# What kind of shears for a beginner



## jwsjr (Feb 7, 2009)

I've decided to make the move to home grooming. i have purchased the Anids Ultra Edge 2 speed and am comfortable with that. i'm looking for recommendations on shears....size? straight or curved? favorite and resonably priced models? We have two 1 year old cockapoos....one with the tight curly hair and the other with the long, wooly coat. Any thoughts or direction would be appreciated.


----------



## Graco22 (Jul 16, 2007)

What you need depends on what look you are going for. What blades do you have, or what lengths are you planning on grooming them to? You will need a small pair of straight shears to tidy feet, tail, legs, and faces/ears. A 7-8 inch shear should suit you fine for that. You don't "really" need curves, you can make straights to everything a curve can do, it just takes more practice to scissor a round face, etc. In order to get a nice, even finish when you are grooming them, be sure to bath and blow dry them while brushing, to straighten the coats. Dried curls will leave your cut looking choppy and uneven, regardless of the length you choose. Always clip a freshly washed and dried dog for the best results.


----------



## jwsjr (Feb 7, 2009)

Thanks for the reply. i'm still researching the length cut that we want. i want the longest cut that i can get and still look good. What would you suggest there? i see the 3 3/4 blade and was thinking about that or using the 10 blade with a long comb attachement. Both really look better with a longer cut, for us anyway. Do you have any brand recommendations on the shears?


----------



## Graco22 (Jul 16, 2007)

Well, the length you want is endless really. A 3 3/4 blade isn't what I would consider long, especially on a curly, poodly type coat. Over an inch would be long for me, and that would be an attachment. I only use a 30 blade under attachments, as you get a better finish I think. As far as shears go, any brand in your price range is fine. Prices on shears range from $40 or so all the way up to hundreds of dollars. A $40 or $50 shear would suit your needs fine. Check out petedge.com for reasonable equipment. I would recommend the Wahl Stainless attachments (my favorite length is the yellow tabbed one) but you HAVE to use a Wahl 30 under them, or they will break off the teeth of other blades.


----------



## Love's_Sophie (Sep 23, 2007)

Graco22 said:


> Well, the length you want is endless really. A 3 3/4 blade isn't what I would consider long, especially on a curly, poodly type coat. Over an inch would be long for me, and that would be an attachment. I only use a 30 blade under attachments, as you get a better finish I think. As far as shears go, any brand in your price range is fine. Prices on shears range from $40 or so all the way up to hundreds of dollars. A $40 or $50 shear would suit your needs fine. Check out petedge.com for reasonable equipment. I would recommend the Wahl Stainless attachments (my favorite length is the yellow tabbed one) but you HAVE to use a Wahl 30 under them, or they will break off the teeth of other blades.

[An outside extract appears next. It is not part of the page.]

PR #749, opened 2026-07-02
fix: preserve model cache when first load is cancelled

ComicBit:
## Problem

`DownloadUtils.loadModels` treats **any** first-load failure as cache corruption: it deletes the whole repo cache folder and re-downloads. But cancellation is not corruption — if the load is cancelled (app teardown, user abort, `Task` cancellation propagating as `CancellationError` or `NSURLErrorCancelled` -999), the fallback wipes a perfectly valid, fully-downloaded model cache. We hit this in production: cancelling a Sortformer load during app stop deleted a 246 MB downloaded model, forcing a full re-download on next launch.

Actually, you can use any 10, 15, or 30 on them (Wahl SO), its a 40 that you don't want to use. 

This is from the package that I just got, recently. I use 10's to do an initial clip in, on a combed out dog (prebath) and it works fabulous...


----------



## Graco22 (Jul 16, 2007)

Thanks for correcting me Sophie. I thought it was only 30's. Good to know.


----------



## Love's_Sophie (Sep 23, 2007)

I thought you might want to know...I know on those dirty coats, the 10 sure slides through a bit easier than the 30!!! 

To the OP, I really like Geib shears...I have alot of Gators, as well as a few Buttercuts...I like the durability of this line of shear, although some people don't like the 'heaviness' of them; I don't mind that some of them (mainly the Gators) are a bit heavier, because for a cheaper line of shear, these really withstand alot.


----------



## Graco22 (Jul 16, 2007)

Love's_Sophie said:


> I thought you might want to know...I know on those dirty coats, the 10 sure slides through a bit easier than the 30!!!


That makes sense..I never really thought about that, but I never touch a dog with clippers before the bath, unless its a pelted 7F shavedown.


----------



## jwsjr (Feb 7, 2009)

I appreciate both of your recommendations. While we're on blade size, what is the longest cut you can get and still look nice? And what blade and come attachment do you use to get that longest cut? I took your advice and ordered the Wahl stainless comb attachement set and looking forward to getting those.


----------



## Love's_Sophie (Sep 23, 2007)

Graco22 said:


> That makes sense..I never really thought about that, but I never touch a dog with clippers before the bath, unless its a pelted 7F shavedown.


I don't usually either; sometimes I just like to 'switch' things up a bit. Some of them are easy enough to clip in right away, so I just use a comb longer than the finish, and do a quick clip in after a brushing.



jwsjr said:


> I appreciate both of your recommendations. While we're on blade size, what is the longest cut you can get and still look nice? And what blade and come attachment do you use to get that longest cut? I took your advice and ordered the Wahl stainless comb attachement set and looking forward to getting those.


The "E" attachment comb is going to give you the longest cut snap on wise. It leaves roughly 2 inches (give or take a few cm, depending on coat type). 

For actual Blades, the 3\4 HT is the longest possible length; leaving, you geussed it, roughly 3\4 of an inch! I have alot of clients who like this length, and this blade will give a good clip in, and all you have to do is fluff and scissor the 'rough spots'. 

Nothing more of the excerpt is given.